Input data:
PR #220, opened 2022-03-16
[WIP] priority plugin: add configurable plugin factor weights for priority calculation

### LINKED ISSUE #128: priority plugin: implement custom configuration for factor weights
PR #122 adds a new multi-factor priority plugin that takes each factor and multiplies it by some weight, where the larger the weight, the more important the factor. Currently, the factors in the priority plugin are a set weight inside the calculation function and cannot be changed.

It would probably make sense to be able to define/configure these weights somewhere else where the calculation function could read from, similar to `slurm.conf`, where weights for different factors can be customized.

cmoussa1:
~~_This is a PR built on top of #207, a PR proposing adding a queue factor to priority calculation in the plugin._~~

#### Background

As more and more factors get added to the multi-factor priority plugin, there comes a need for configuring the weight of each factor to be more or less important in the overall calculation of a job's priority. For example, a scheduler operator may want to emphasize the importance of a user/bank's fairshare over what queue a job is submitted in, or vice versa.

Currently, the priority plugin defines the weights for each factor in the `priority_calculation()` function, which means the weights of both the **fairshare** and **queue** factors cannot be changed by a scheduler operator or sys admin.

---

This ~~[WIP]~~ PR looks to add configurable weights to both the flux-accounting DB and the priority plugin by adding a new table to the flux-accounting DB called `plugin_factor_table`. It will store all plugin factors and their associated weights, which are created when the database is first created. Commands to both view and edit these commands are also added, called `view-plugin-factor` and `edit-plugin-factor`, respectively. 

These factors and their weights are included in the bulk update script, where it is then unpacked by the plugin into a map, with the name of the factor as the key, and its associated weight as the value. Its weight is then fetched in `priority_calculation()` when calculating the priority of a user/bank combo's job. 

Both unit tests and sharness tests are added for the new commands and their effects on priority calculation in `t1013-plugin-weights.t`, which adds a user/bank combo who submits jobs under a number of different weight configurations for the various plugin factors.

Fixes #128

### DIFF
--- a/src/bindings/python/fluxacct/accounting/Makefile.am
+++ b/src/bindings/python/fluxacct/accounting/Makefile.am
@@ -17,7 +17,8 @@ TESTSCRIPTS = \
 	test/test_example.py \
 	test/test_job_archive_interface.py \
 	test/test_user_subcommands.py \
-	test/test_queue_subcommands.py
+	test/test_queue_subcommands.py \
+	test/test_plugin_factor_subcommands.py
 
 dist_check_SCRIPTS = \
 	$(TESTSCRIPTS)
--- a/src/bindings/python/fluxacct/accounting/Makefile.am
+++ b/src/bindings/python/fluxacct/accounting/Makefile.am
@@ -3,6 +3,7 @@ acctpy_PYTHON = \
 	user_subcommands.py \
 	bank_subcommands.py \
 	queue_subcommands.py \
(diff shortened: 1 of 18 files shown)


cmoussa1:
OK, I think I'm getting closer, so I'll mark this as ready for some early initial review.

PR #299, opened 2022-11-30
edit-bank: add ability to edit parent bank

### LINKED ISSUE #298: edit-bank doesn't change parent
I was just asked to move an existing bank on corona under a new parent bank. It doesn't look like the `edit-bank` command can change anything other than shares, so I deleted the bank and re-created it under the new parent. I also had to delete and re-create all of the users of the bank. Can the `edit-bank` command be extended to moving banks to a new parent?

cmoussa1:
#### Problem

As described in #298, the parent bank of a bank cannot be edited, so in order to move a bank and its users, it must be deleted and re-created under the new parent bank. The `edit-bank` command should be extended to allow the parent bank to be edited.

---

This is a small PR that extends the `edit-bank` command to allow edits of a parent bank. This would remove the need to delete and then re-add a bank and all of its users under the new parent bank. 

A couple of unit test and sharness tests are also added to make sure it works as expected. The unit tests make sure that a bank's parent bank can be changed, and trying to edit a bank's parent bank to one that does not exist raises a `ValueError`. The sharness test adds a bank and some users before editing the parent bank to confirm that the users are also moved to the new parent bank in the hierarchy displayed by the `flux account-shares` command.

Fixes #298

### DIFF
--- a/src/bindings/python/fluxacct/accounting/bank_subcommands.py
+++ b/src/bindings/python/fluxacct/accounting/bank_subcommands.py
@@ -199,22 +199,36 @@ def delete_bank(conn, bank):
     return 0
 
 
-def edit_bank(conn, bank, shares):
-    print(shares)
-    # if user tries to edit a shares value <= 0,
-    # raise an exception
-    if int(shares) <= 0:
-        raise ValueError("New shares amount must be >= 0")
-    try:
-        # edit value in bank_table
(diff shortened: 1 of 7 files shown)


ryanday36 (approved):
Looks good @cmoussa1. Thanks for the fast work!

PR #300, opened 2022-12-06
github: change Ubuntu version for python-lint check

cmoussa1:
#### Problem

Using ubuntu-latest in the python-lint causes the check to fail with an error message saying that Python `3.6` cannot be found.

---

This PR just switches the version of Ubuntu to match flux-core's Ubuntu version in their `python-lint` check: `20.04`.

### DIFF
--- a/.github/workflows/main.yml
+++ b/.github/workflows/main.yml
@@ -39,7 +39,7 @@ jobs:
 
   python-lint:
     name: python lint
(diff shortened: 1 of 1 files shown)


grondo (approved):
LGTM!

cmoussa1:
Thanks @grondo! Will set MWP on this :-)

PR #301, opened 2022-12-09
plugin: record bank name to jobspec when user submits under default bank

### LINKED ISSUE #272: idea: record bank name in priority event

Exercise aim: Return every record above exactly as written.

Solution to this exercise:
PR #220, opened 2022-03-16
[WIP] priority plugin: add configurable plugin factor weights for priority calculation

### LINKED ISSUE #128: priority plugin: implement custom configuration for factor weights
PR #122 adds a new multi-factor priority plugin that takes each factor and multiplies it by some weight, where the larger the weight, the more important the factor. Currently, the factors in the priority plugin are a set weight inside the calculation function and cannot be changed.

It would probably make sense to be able to define/configure these weights somewhere else where the calculation function could read from, similar to `slurm.conf`, where weights for different factors can be customized.

cmoussa1:
~~_This is a PR built on top of #207, a PR proposing adding a queue factor to priority calculation in the plugin._~~

#### Background

As more and more factors get added to the multi-factor priority plugin, there comes a need for configuring the weight of each factor to be more or less important in the overall calculation of a job's priority. For example, a scheduler operator may want to emphasize the importance of a user/bank's fairshare over what queue a job is submitted in, or vice versa.

Currently, the priority plugin defines the weights for each factor in the `priority_calculation()` function, which means the weights of both the **fairshare** and **queue** factors cannot be changed by a scheduler operator or sys admin.

---

This ~~[WIP]~~ PR looks to add configurable weights to both the flux-accounting DB and the priority plugin by adding a new table to the flux-accounting DB called `plugin_factor_table`. It will store all plugin factors and their associated weights, which are created when the database is first created. Commands to both view and edit these commands are also added, called `view-plugin-factor` and `edit-plugin-factor`, respectively. 

These factors and their weights are included in the bulk update script, where it is then unpacked by the plugin into a map, with the name of the factor as the key, and its associated weight as the value. Its weight is then fetched in `priority_calculation()` when calculating the priority of a user/bank combo's job. 

Both unit tests and sharness tests are added for the new commands and their effects on priority calculation in `t1013-plugin-weights.t`, which adds a user/bank combo who submits jobs under a number of different weight configurations for the various plugin factors.

Fixes #128

### DIFF
--- a/src/bindings/python/fluxacct/accounting/Makefile.am
+++ b/src/bindings/python/fluxacct/accounting/Makefile.am
@@ -17,7 +17,8 @@ TESTSCRIPTS = \
 	test/test_example.py \
 	test/test_job_archive_interface.py \
 	test/test_user_subcommands.py \
-	test/test_queue_subcommands.py
+	test/test_queue_subcommands.py \
+	test/test_plugin_factor_subcommands.py
 
 dist_check_SCRIPTS = \
 	$(TESTSCRIPTS)
--- a/src/bindings/python/fluxacct/accounting/Makefile.am
+++ b/src/bindings/python/fluxacct/accounting/Makefile.am
@@ -3,6 +3,7 @@ acctpy_PYTHON = \
 	user_subcommands.py \
 	bank_subcommands.py \
 	queue_subcommands.py \
(diff shortened: 1 of 18 files shown)


cmoussa1:
OK, I think I'm getting closer, so I'll mark this as ready for some early initial review.

PR #299, opened 2022-11-30
edit-bank: add ability to edit parent bank

### LINKED ISSUE #298: edit-bank doesn't change parent
I was just asked to move an existing bank on corona under a new parent bank. It doesn't look like the `edit-bank` command can change anything other than shares, so I deleted the bank and re-created it under the new parent. I also had to delete and re-create all of the users of the bank. Can the `edit-bank` command be extended to moving banks to a new parent?

cmoussa1:
#### Problem

As described in #298, the parent bank of a bank cannot be edited, so in order to move a bank and its users, it must be deleted and re-created under the new parent bank. The `edit-bank` command should be extended to allow the parent bank to be edited.

---

This is a small PR that extends the `edit-bank` command to allow edits of a parent bank. This would remove the need to delete and then re-add a bank and all of its users under the new parent bank. 

A couple of unit test and sharness tests are also added to make sure it works as expected. The unit tests make sure that a bank's parent bank can be changed, and trying to edit a bank's parent bank to one that does not exist raises a `ValueError`. The sharness test adds a bank and some users before editing the parent bank to confirm that the users are also moved to the new parent bank in the hierarchy displayed by the `flux account-shares` command.

Fixes #298

### DIFF
--- a/src/bindings/python/fluxacct/accounting/bank_subcommands.py
+++ b/src/bindings/python/fluxacct/accounting/bank_subcommands.py
@@ -199,22 +199,36 @@ def delete_bank(conn, bank):
     return 0
 
 
-def edit_bank(conn, bank, shares):
-    print(shares)
-    # if user tries to edit a shares value <= 0,
-    # raise an exception
-    if int(shares) <= 0:
-        raise ValueError("New shares amount must be >= 0")
-    try:
-        # edit value in bank_table
(diff shortened: 1 of 7 files shown)


ryanday36 (approved):
Looks good @cmoussa1. Thanks for the fast work!

PR #300, opened 2022-12-06
github: change Ubuntu version for python-lint check

cmoussa1:
#### Problem

Using ubuntu-latest in the python-lint causes the check to fail with an error message saying that Python `3.6` cannot be found.

---

This PR just switches the version of Ubuntu to match flux-core's Ubuntu version in their `python-lint` check: `20.04`.

### DIFF
--- a/.github/workflows/main.yml
+++ b/.github/workflows/main.yml
@@ -39,7 +39,7 @@ jobs:
 
   python-lint:
     name: python lint
(diff shortened: 1 of 1 files shown)


grondo (approved):
LGTM!

cmoussa1:
Thanks @grondo! Will set MWP on this :-)

PR #301, opened 2022-12-09
plugin: record bank name to jobspec when user submits under default bank

### LINKED ISSUE #272: idea: record bank name in priority event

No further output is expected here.